# Drooping and Curling Down Leaves



## MilkMan420 (Sep 11, 2007)

So my plants are about 3 months old, and they have been on 12/12 for about a week and half now. I have my lights on timer, so I didn't worry about leaving them alone for 2 days. Before I left I watered them, and I do believe I overfertilized them this time. I used slightly more Ironite than usual. The plant has been incredibly healthy it's whole life, until I got back from being gone for the weekend to find my leaves all shriveled and curling downward. There are also little brown dots on the bottom of the leaves, which I couldn't capture in a picture. Out of the four plants I started with, this is the ONLY female so I MUST save her!! PLEASE HELP ASAP! Thanks everybody and happy smoking.


----------



## MrPuffAlot (Sep 11, 2007)

take your plants outside, get a hose.

with light stream, flush them babies out for like 20 minutes each.

Goodluck..


----------



## MrPuffAlot (Sep 11, 2007)

btw:.. I dont want to be to vague.. 

Dont hose your plants.
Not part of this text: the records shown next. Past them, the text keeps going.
PR #137, opened 2017-11-21
Summary: move pkgResolution and dartFiles to end of serialized output

kevmoo:
Makes scanning the raw file easier


isoos:
strange that tests doesn't need change... I guess order of the keys doesn't matter.

isoos:
btw. it is not clear whether we are optimizing to read the beginning or the end of the json ;)

kevmoo:
I'm going for the beginning 😄

PR #140, opened 2017-11-22
Logging tweaks, code layout, prepare for 0.7.0

kevmoo:


kevmoo:
> Looks good. I'll use the url rewrite stuff from download_utils.dart, but there is no need to export it yet, I'd rather check first how it will get used.

Uh...okay!

Issue #143, opened 2017-11-27
Classify crashes of tools differently


kevmoo:
See https://github.com/dart-lang/pana/issues/138

There should be a `Suggestion.bug` or similar that tells users to file an issue.

We need to be able to find these types of issues quickly and (hopefully) fix them.

PR #144, opened 2017-11-27
Categorize suggestions as bugs if they represent tool failures

kevmoo:
Closes https://github.com/dart-lang/pana/issues/143


kevmoo:
@isoos happy to run at this another way. Or you're welcome to run at it.

Just want to make sure we can find these types of issues quickly.

PR #145, opened 2017-11-27
Release

kevmoo:


lib/src/summary.dart
```diff
@@ -156,21 +156,11 @@ class Suggestion extends Object
...
-          stack
-        ].join('\n'))
-        .take(100)
-        .join('\n');
-
-    return new Suggestion(
-        SuggestionLevel.bug,
-        'There is a bug in the `pana` package or one of its dependencies.',
-        lines);
+    var lines =
```
isoos: Why remote the "File an issue..." part?

kevmoo: Because context matters. If the package site hits a bug, it should print its own `report an issue` link, ideally with a pre-filled body w/ the pana version, etc.

Don't want to sprinkle links all over

PR #153, opened 2017-12-02
Removed `hash_and_equals` from the default set of lints.

kevmoo:
There are valid reasons to not follow this rule.

### DIFF
--- a/CHANGELOG.md
+++ b/CHANGELOG.md
@@ -1,3 +1,8 @@
+## 0.7.3
+
+* Removed `hash_and_equals` from the default set of lints.
+  There are valid reasons to not follow this rule.
+
 ## 0.7.2
 
 * Handle more critical exceptions and report them with more details.
--- a/lib/src/analysis_options.dart
+++ b/lib/src/analysis_options.dart
@@ -12,7 +12,6 @@ analyzer:
 linter:
   rules:
     - camel_case_types
-    - hash_and_equals
     - iterable_contains_unrelated_type
     - list_remove_unrelated_type
     - unrelated_type_equality_checks
--- a/lib/src/version.g.dart
+++ b/lib/src/version.g.dart
@@ -10,4 +10,4 @@ part of pana.version;
 // Generator: PackageVersionGenerator
 // **************************************************************************
 
-final _$panaPkgVersionPubSemverVersion = new Version.parse("0.7.2");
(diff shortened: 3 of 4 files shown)


matanlurey:
I honestly wouldn't use any lints to determine quality score.

We don't have any other tooling that tells you to use them, and internally we've banned quite a bit.

kevmoo:
> I honestly wouldn't use any lints to determine quality score.

Hrm. The set we have here are pretty safe, I think. What do you think, @isoos ?

matanlurey:
I'm not sure it's fair to punish people who are 100% strong-mode clean, and don't know about another package's rules to determine package health. But I'll let you decide if we should do it or not.

isoos:
1) lint-related code checks may decide whether you get 97 or 96, but their impact is roughly that. More precisely: if you get roughly ~1000 lines, and you have one INFO lint failure, your score will be 999/1000, which on the UI will be 100.

2) Lints are useful signals that can detect problems. If you know better, you can always do in-line comment exclude, and make the lint message go away, and `pana` won't see it (or penalize it) either. It is about awareness: we see a potentially harmful pattern, and the code author may or may not indicate whether they are aware of it (either by fixing it or by the comment).

3) You can get equals and hashCode generated for free in IntelliJ. They are linked so much that there isn't a separate menu item to generate equals only or the other. Unless you have a very complex and elaborate case, I cannot imagine why you'd have one, and not the other. In that case, add the comment and you'll be fine.

4) I'm pretty sure that sooner or later everybody will raise an objection for everything that makes their code look a bit less than the rest. At that point we can just remove the code health metric, because it becomes meaningless.

isoos:
TL;DR: no, I wouldn't remove this lint rule.

isoos:
Btw. stagehand has it in their templates too: https://github.com/dart-lang/stagehand/blob/master/templates/package-simple/analysis_options.yaml

kevmoo:
Hrm...okay

matanlurey:
I'm still totally against including any lints in the health score, but I also don't care to argue too much about this. If I see packages having lower scores for not adhering to lints they don't exist, I'll raise this issue again.

kevmoo:
> I'm still totally against including any lints in the health score, but I also don't care to argue too much about this. If I see packages having lower scores for not adhering to lints they don't exist, I'll raise this issue again.

Understood. We need to do some coordination here w/ stagehand, etc.

PR #156, opened 2017-12-05
Global activate

kevmoo:
CC @natebosch


isoos:
the build test needs to get fixed

kevmoo:
> We could advise pub global run pana:main, but rename is better.

Agreed!

PR #162, opened 2017-12-07
Detect the new format of native extensions

isoos:


kevmoo:
@isoos – need to run tool/build.dart

PR #172, opened 2017-12-08
Changed the meaning of version fields in `Maintenance`:

kevmoo:
`isExperimentalVersion` now means pre-V1.
`isPreReleaseVersion` now means there is a pre-release flag
  like `-beta`, `-alpha`, etc.


kevmoo:
This aligns better w/ the names we have in the pubspec. I'm not super worried about `0.0.*` vs `0.*`

kevmoo:
When there is pana version mismatch, we'll get some weirdness – but it should be short lived

PR #174, opened 2017-12-09
Maintenance: add optional `now` positional param to getMaintenanceScore

kevmoo:
Allows testing
Also added tests for Maintenance

### DIFF
--- a/lib/src/maintenance.dart
+++ b/lib/src/maintenance.dart
@@ -101,8 +101,9 @@ class Maintenance extends Object with _$MaintenanceSerializerMixin {
   factory Maintenance.fromJson(Map<String, dynamic> json) =>
       _$MaintenanceFromJson(json);
 
-  double getMaintenanceScore(DateTime publishDate) {
-    final now = new DateTime.now().toUtc();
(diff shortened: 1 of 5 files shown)


lib/src/maintenance.dart
```diff
@@ -100,8 +100,8 @@ class Maintenance extends Object with _$MaintenanceSerializerMixin {
   factory Maintenance.fromJson(Map<String, dynamic> json) =>
       _$MaintenanceFromJson(json);
 
-  double getMaintenanceScore(DateTime publishDate) {
-    final now = new DateTime.now().toUtc();
+  double getMaintenanceScore(DateTime publishDate, {DateTime now}) {
```
isoos: Would be to have `Duration age` as the only parameter?

kevmoo: Ha! that's next

kevmoo: Wanted to avoid breaks until we got good tests...

LGTY?

isoos: please add a TODO there

PR #608, opened 2020-06-19
[P4-1666] Drop V1 module

willfish:
### Jira link

P4-1666

### What?

- Remove v1 module namespacing

### Why?

The v1 module was chosen for us despite not having versioned apis. How we roll versioning is to say that everything is unversioned expect (supported under `/api/<resource_name>`) and specific versions are loaded for a version header.

That makes the version module redundant and confusing.


willfish:
@cwrw 

```
 Running tests in:
 - Chrome 83.0.4103.106 / macOS 10.15.5

 Cancel allocation
 ✓ Cancel allocation

 New PMU allocation

 ✓ With unfound person
 ✓ With existing person

 ✓ With a new person

 ✓ Reason - `Made in error`
 ✓ Reason - `Another reason`

 New move from Prison to Court
 ✓ With unfound person
 ✓ With existing person

 ✓ With existing person

 Download moves
 ✓ As Police user
 ✓ As Prison user
 ✓ As STC user
 ✓ As Supplier user

 Smoke tests
 ✓ As Police user
 ✓ As STC user
 ✓ As Prison user
 ✓ As Supplier user
 ✓ As OCA
```

PR #609, opened 2020-06-19
Add 415 http error if version in not supported.

alexdesi:
### Jira link

https://dsdmoj.atlassian.net/browse/P4-1666

### What?

Add 415 error in case the API version in the header is wrong.

### Why?
To add error check in the version supported.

Lay the slow stream of water into your soil.


----------



## Growdude (Sep 11, 2007)

What is Ironite?


----------



## Homemadegravity (Sep 11, 2007)

Im pretty sure Ive had this problem myself and I came to the conclusion that i was over watering.  
I mite be way off here but they look just like a sick plant of mine.  My light was way to close to the plants which in return was drying out my soil way to fast so then i had to keep watering it and got those nasty taco leafs. Again im no expert. Without any more info its kinda hard to tell. How often and how much are you watering it?
This is how i water now. I water every second to third day or as needed. Never let the soil dry out completely for long periods of time. I use 3g pots and this basically is my feeding schedule.
DAY A-WATER
DAY B-LET DRY
DAY C-LET DRY
DAY D-CHECK SOIL AND WATER IF NEEDED 
 This is just a basic run of my watering schedule, but it really depends on the size of your pots and soil type. Also remember with overwatering brings the possibilty of root rot. Hopefully this helps you out. If not i apologize for wasting your time. Good luck.


----------



## MrPuffAlot (Sep 12, 2007)

Growdude said:
			
		

> What is Ironite?


 
+1

????


----------



## MrPuffAlot (Sep 12, 2007)

in my experience.. when you over/under water.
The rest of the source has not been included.